### [TO DO]
Write the records below out again. Match them exactly.

### [Stored data]

PR #402, opened 2016-11-18
Deep elf knight spellbook unification

alexjurkiewicz:


MarvinPA:
This actually just removes all spells from deep elf knights (their entry in mon-data.h needs updating too).

isloat:
Closing since this is ancient, broken, and also since I plan on implementing another approach for deep elf knight spells.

### [REPLY TO THE TASK]
PR #402, opened 2016-11-18
Deep elf knight spellbook unification

alexjurkiewicz:


MarvinPA:
This actually just removes all spells from deep elf knights (their entry in mon-data.h needs updating too).

isloat:
Closing since this is ancient, broken, and also since I plan on implementing another approach for deep elf knight spells.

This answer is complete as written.